Your assignment –
Transcribe the listing precisely, entry by entry.

Entries supplied –
PR #527, opened 2025-10-26
fix: add debug traces to demo output

abailly:
## Summary by CodeRabbit

* **Chores**
  * Demo script now echoes each daemon trace line immediately for real-time visibility before parsing, improving diagnostic output during development and testing.
  * Tracing verbosity and event handling remain unchanged.
  * CI workflow cache keys updated to a new version to refresh build cache behavior.


abailly:
Shall we keep the log lines @KtorZ ?

PR #529, opened 2025-10-28
Amaru performances

KtorZ:
- :round_pushpin: **perf: box a few inner large types in struct.**
    Rust allocate struct fields based on the size of their largest field. So struct with many small fields and a large one pay a significant cost. This is cheap to do, and an easy win.

- :round_pushpin: **perf: intern stake distribution map keys**
    There's an enormous repetition of keys between the stake distribution maps; by interning the keys, we avoid copying and re-allocating most of those elements.

  This interning is currently done via an adhoc structure held by the ledger (and is thus, local to the ledger). However, I've considered using something more holistic such as: https://docs.rs/internment/latest/internment/struct.ArcIntern.html

  The issue with the latter is that it uses HashMap under the hood, and thus requires keys to be Hashshable. StakeCredential aren't at the moment. But easily done should we want to push the change in Pallas.

  One gotcha though: because the interning is local, we need to explicit manage the "lifetime" of the interned object. When entities are no longer referenced, they must be cleaned up from the interned struct. This is done once per epoch, and is relatively quick.

- :round_pushpin: **perf: conditionally enable different allocators: jemalloc / mimalloc**
    Jemalloc seems to perform generally better for us... but it is not longer maintained as of recently. No one stood up to pick it up *yet*; so mimalloc (from Microsoft) might be a better choice in the long-run.

## Summary by CodeRabbit

* **New Features**
  * Optional memory allocator features (mimalloc, jemalloc) to tune runtime allocation.
  * In-memory interner to deduplicate recurring keys and reduce memory use.

* **Chores**
  * Memory- and data-structure optimizations across summaries, rewards, and stores.
  * CI/build updates and added Zlib to the license allowlist.

### DIFF
--- a/.github/workflows/continuous-integration.yml
+++ b/.github/workflows/continuous-integration.yml
@@ -43,7 +43,7 @@ jobs:
           - runner: windows-latest
             target: x86_64-pc-windows-msvc
             title: x86_64/windows
-            command: test-amaru --profile dev-debug
+            command: test --workspace
 
           - runner: ubuntu-latest
             target: wasm32-unknown-unknown
--- a/Cargo.toml
+++ b/Cargo.toml
@@ -49,6 +49,7 @@ pallas-crypto = "0.33.0"
 pallas-math = "0.33.0"
 pallas-network = "0.33.0"
 pallas-primitives = "0.33.0"
+mimalloc = "0.1.48"
 pallas-traverse = "0.33.0"
 parking_lot = "0.12.3"
 rand = "0.9.2"
@@ -75,6 +76,7 @@ tracing-subscriber = { version = "0.3.20", features = [
   "std",
   "json",
 ] }
+tikv-jemallocator = "0.6.1"
 typetag = "0.2.21"
 
 # Internal dependencies
--- a/Cargo.toml
+++ b/Cargo.toml
@@ -30,6 +30,7 @@ either = "1.15"
 futures-util = "0.3.31"
 gasket = { version = "0.8.0", features = ["derive"] } # More recent versions have regression (e.g. https://github.com/construkts/gasket-rs/pull/34)
 hex = "0.4.3"
+hashbrown = "0.16.0"
 indicatif = "0.18.0"
 indoc = "2.0"
 itertools = "0.14.0"
--- a/crates/amaru-ledger/src/summary/arc_interner.rs
+++ b/crates/amaru-ledger/src/summary/arc_interner.rs
@@ -1,0 +1,83 @@
+// Copyright 2024 PRAGMA
+//
+// Licensed under the Apache License, Version 2.0 (the "License");
+// you may not use this file except in compliance with the License.
+// You may obtain a copy of the License at
+//
+//     http://www.apache.org/licenses/LICENSE-2.0
+//
+// Unless required by applicable law or agreed to in writing, software
+// distributed under the License is distributed on an "AS IS" BASIS,
+// WITHOUT WARRANTIES OR CONDITIONS OF ANY KIND, either express or implied.
+// See the License for the specific language governing permissions and
+// limitations under the License.
+
+use amaru_kernel::{DRep, PoolId, StakeCredential};
+use std::{collections::BTreeSet, sync::Arc};
+
+/// A structure for [interning](https://en.wikipedia.org/wiki/String_interning) recurring keys held
+/// in memory. This allows to drastically reduce the number of allocated elements for keys that are
+/// often found over many places.
+///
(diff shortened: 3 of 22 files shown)


KtorZ:
@rkuhn pointed out to: https://docs.rs/intern-arc/latest/intern_arc/ 

which we might consider instead of the local interner?

.github/workflows/continuous-integration.yml
```diff
@@ -43,7 +43,7 @@ jobs:
           - runner: windows-latest
             target: x86_64-pc-windows-msvc
             title: x86_64/windows
-            command: test-amaru --profile dev-debug
```
jeluard, line 46: Shall we get rid of `test-amaru` then?

Cargo.toml
```diff
@@ -48,6 +49,7 @@ pallas-crypto = "0.33.0"
 pallas-math = "0.33.0"
 pallas-network = "0.33.0"
 pallas-primitives = "0.33.0"
+mimalloc = "0.1.48"
```
jeluard, line 52: Those should be gated behind a feature?

jeluard (commented):
Looks like worth it. Given the intrusive (as in, not transparent) nature of this approach we probably need some guideline to figure out where/when to follow this pattern.

Cargo.toml
KtorZ: Not in the workspace no (not possible). It's gated at the crate level.

crates/amaru-ledger/src/summary/arc_interner.rs
```diff
@@ -0,0 +1,83 @@
...
+    /// This must be called periodically (e.g. once every epoch) to free-up previously allocated
+    /// keys that are no longer used (because pool have fully unregistered, for example);
+    /// otherwise, we're just leaking memory forever...
+    ///
+    /// Fortunately, the Arc makes this easy because they keep a count of references to them. So it
+    /// suffices to look for items that have don't have references anymore and drop them.
+    pub fn free_orphans(&mut self) {
+        self.accounts.retain(|arc| Arc::strong_count(arc) > 0);
+        self.pools.retain(|arc| Arc::strong_count(arc) > 0);
+        self.dreps.retain(|arc| Arc::strong_count(arc) > 0);
```
Eh2406, line 43: I think there's an off by one error here. Arc drops its inner contents automatically when the strong count gets to zero. We know that hasn't happened in this case because the `HashSet` still has a copy. I think we want to retain if `>1`, throw out the things where we have the only copy.

crates/amaru/Cargo.toml
```diff
@@ -13,6 +13,11 @@ documentation.workspace = true
 rust-version.workspace = true
 build = "build.rs"
 
+[features]
+default = []
+mimalloc = ["dep:mimalloc"]
+jemalloc = ["dep:tikv-jemallocator"]
```
Eh2406, line 19: Should this feature also enable the `jemalloc` feature of `rocksdb`? by doing so, the statistics and profiling supported by `jemalloc` also include data from the `rocksdb`.

crates/amaru/build.rs
```diff
@@ -23,4 +23,13 @@ fn main() {
...
     println!("cargo:rustc-env=AMARU_NETWORK={}", network);
+
+    let jemalloc = std::env::var("CARGO_FEATURE_JEMALLOC").is_ok();
+    let mimalloc = std::env::var("CARGO_FEATURE_MIMALLOC").is_ok();
+
+    if jemalloc && mimalloc {
+        println!(
+            "cargo:warning=Features `jemalloc` and `mimalloc` are mutually exclusive yet both enabled; the default allocator will be used instead."
+        );
+    }
```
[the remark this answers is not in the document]
Eh2406: I believe the bot is just wrong here.

crates/amaru-ledger/src/summary/arc_interner.rs
KtorZ: You're right; I noticed this a while back and fixed it but somehow never pushed the change to the branch 🤔

.github/workflows/continuous-integration.yml
KtorZ: Possibly.. only the windows command seems to use it; and it's turning `--all-features` which isn't good... Especially on Windows 😅

crates/amaru/Cargo.toml
KtorZ: Good point, didn't know about that feature from rocksdb.

KtorZ:
Will revisit this branch/PR using a global interner.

Expected answer –
PR #527, opened 2025-10-26
fix: add debug traces to demo output

abailly:
## Summary by CodeRabbit

* **Chores**
  * Demo script now echoes each daemon trace line immediately for real-time visibility before parsing, improving diagnostic output during development and testing.
  * Tracing verbosity and event handling remain unchanged.
  * CI workflow cache keys updated to a new version to refresh build cache behavior.


abailly:
Shall we keep the log lines @KtorZ ?

PR #529, opened 2025-10-28
Amaru performances

KtorZ:
- :round_pushpin: **perf: box a few inner large types in struct.**
    Rust allocate struct fields based on the size of their largest field. So struct with many small fields and a large one pay a significant cost. This is cheap to do, and an easy win.

- :round_pushpin: **perf: intern stake distribution map keys**
    There's an enormous repetition of keys between the stake distribution maps; by interning the keys, we avoid copying and re-allocating most of those elements.

  This interning is currently done via an adhoc structure held by the ledger (and is thus, local to the ledger). However, I've considered using something more holistic such as: https://docs.rs/internment/latest/internment/struct.ArcIntern.html

  The issue with the latter is that it uses HashMap under the hood, and thus requires keys to be Hashshable. StakeCredential aren't at the moment. But easily done should we want to push the change in Pallas.

  One gotcha though: because the interning is local, we need to explicit manage the "lifetime" of the interned object. When entities are no longer referenced, they must be cleaned up from the interned struct. This is done once per epoch, and is relatively quick.

- :round_pushpin: **perf: conditionally enable different allocators: jemalloc / mimalloc**
    Jemalloc seems to perform generally better for us... but it is not longer maintained as of recently. No one stood up to pick it up *yet*; so mimalloc (from Microsoft) might be a better choice in the long-run.

## Summary by CodeRabbit

* **New Features**
  * Optional memory allocator features (mimalloc, jemalloc) to tune runtime allocation.
  * In-memory interner to deduplicate recurring keys and reduce memory use.

* **Chores**
  * Memory- and data-structure optimizations across summaries, rewards, and stores.
  * CI/build updates and added Zlib to the license allowlist.

### DIFF
--- a/.github/workflows/continuous-integration.yml
+++ b/.github/workflows/continuous-integration.yml
@@ -43,7 +43,7 @@ jobs:
           - runner: windows-latest
             target: x86_64-pc-windows-msvc
             title: x86_64/windows
-            command: test-amaru --profile dev-debug
+            command: test --workspace
 
           - runner: ubuntu-latest
             target: wasm32-unknown-unknown
--- a/Cargo.toml
+++ b/Cargo.toml
@@ -49,6 +49,7 @@ pallas-crypto = "0.33.0"
 pallas-math = "0.33.0"
 pallas-network = "0.33.0"
 pallas-primitives = "0.33.0"
+mimalloc = "0.1.48"
 pallas-traverse = "0.33.0"
 parking_lot = "0.12.3"
 rand = "0.9.2"
@@ -75,6 +76,7 @@ tracing-subscriber = { version = "0.3.20", features = [
   "std",
   "json",
 ] }
+tikv-jemallocator = "0.6.1"
 typetag = "0.2.21"
 
 # Internal dependencies
--- a/Cargo.toml
+++ b/Cargo.toml
@@ -30,6 +30,7 @@ either = "1.15"
 futures-util = "0.3.31"
 gasket = { version = "0.8.0", features = ["derive"] } # More recent versions have regression (e.g. https://github.com/construkts/gasket-rs/pull/34)
 hex = "0.4.3"
+hashbrown = "0.16.0"
 indicatif = "0.18.0"
 indoc = "2.0"
 itertools = "0.14.0"
--- a/crates/amaru-ledger/src/summary/arc_interner.rs
+++ b/crates/amaru-ledger/src/summary/arc_interner.rs
@@ -1,0 +1,83 @@
+// Copyright 2024 PRAGMA
+//
+// Licensed under the Apache License, Version 2.0 (the "License");
+// you may not use this file except in compliance with the License.
+// You may obtain a copy of the License at
+//
+//     http://www.apache.org/licenses/LICENSE-2.0
+//
+// Unless required by applicable law or agreed to in writing, software
+// distributed under the License is distributed on an "AS IS" BASIS,
+// WITHOUT WARRANTIES OR CONDITIONS OF ANY KIND, either express or implied.
+// See the License for the specific language governing permissions and
+// limitations under the License.
+
+use amaru_kernel::{DRep, PoolId, StakeCredential};
+use std::{collections::BTreeSet, sync::Arc};
+
+/// A structure for [interning](https://en.wikipedia.org/wiki/String_interning) recurring keys held
+/// in memory. This allows to drastically reduce the number of allocated elements for keys that are
+/// often found over many places.
+///
(diff shortened: 3 of 22 files shown)


KtorZ:
@rkuhn pointed out to: https://docs.rs/intern-arc/latest/intern_arc/ 

which we might consider instead of the local interner?

.github/workflows/continuous-integration.yml
```diff
@@ -43,7 +43,7 @@ jobs:
           - runner: windows-latest
             target: x86_64-pc-windows-msvc
             title: x86_64/windows
-            command: test-amaru --profile dev-debug
```
jeluard, line 46: Shall we get rid of `test-amaru` then?

Cargo.toml
```diff
@@ -48,6 +49,7 @@ pallas-crypto = "0.33.0"
 pallas-math = "0.33.0"
 pallas-network = "0.33.0"
 pallas-primitives = "0.33.0"
+mimalloc = "0.1.48"
```
jeluard, line 52: Those should be gated behind a feature?

jeluard (commented):
Looks like worth it. Given the intrusive (as in, not transparent) nature of this approach we probably need some guideline to figure out where/when to follow this pattern.

Cargo.toml
KtorZ: Not in the workspace no (not possible). It's gated at the crate level.

crates/amaru-ledger/src/summary/arc_interner.rs
```diff
@@ -0,0 +1,83 @@
...
+    /// This must be called periodically (e.g. once every epoch) to free-up previously allocated
+    /// keys that are no longer used (because pool have fully unregistered, for example);
+    /// otherwise, we're just leaking memory forever...
+    ///
+    /// Fortunately, the Arc makes this easy because they keep a count of references to them. So it
+    /// suffices to look for items that have don't have references anymore and drop them.
+    pub fn free_orphans(&mut self) {
+        self.accounts.retain(|arc| Arc::strong_count(arc) > 0);
+        self.pools.retain(|arc| Arc::strong_count(arc) > 0);
+        self.dreps.retain(|arc| Arc::strong_count(arc) > 0);
```
Eh2406, line 43: I think there's an off by one error here. Arc drops its inner contents automatically when the strong count gets to zero. We know that hasn't happened in this case because the `HashSet` still has a copy. I think we want to retain if `>1`, throw out the things where we have the only copy.

crates/amaru/Cargo.toml
```diff
@@ -13,6 +13,11 @@ documentation.workspace = true
 rust-version.workspace = true
 build = "build.rs"
 
+[features]
+default = []
+mimalloc = ["dep:mimalloc"]
+jemalloc = ["dep:tikv-jemallocator"]
```
Eh2406, line 19: Should this feature also enable the `jemalloc` feature of `rocksdb`? by doing so, the statistics and profiling supported by `jemalloc` also include data from the `rocksdb`.

crates/amaru/build.rs
```diff
@@ -23,4 +23,13 @@ fn main() {
...
     println!("cargo:rustc-env=AMARU_NETWORK={}", network);
+
+    let jemalloc = std::env::var("CARGO_FEATURE_JEMALLOC").is_ok();
+    let mimalloc = std::env::var("CARGO_FEATURE_MIMALLOC").is_ok();
+
+    if jemalloc && mimalloc {
+        println!(
+            "cargo:warning=Features `jemalloc` and `mimalloc` are mutually exclusive yet both enabled; the default allocator will be used instead."
+        );
+    }
```
[the remark this answers is not in the document]
Eh2406: I believe the bot is just wrong here.

crates/amaru-ledger/src/summary/arc_interner.rs
KtorZ: You're right; I noticed this a while back and fixed it but somehow never pushed the change to the branch 🤔

.github/workflows/continuous-integration.yml
KtorZ: Possibly.. only the windows command seems to use it; and it's turning `--all-features` which isn't good... Especially on Windows 😅

crates/amaru/Cargo.toml
KtorZ: Good point, didn't know about that feature from rocksdb.

KtorZ:
Will revisit this branch/PR using a global interner.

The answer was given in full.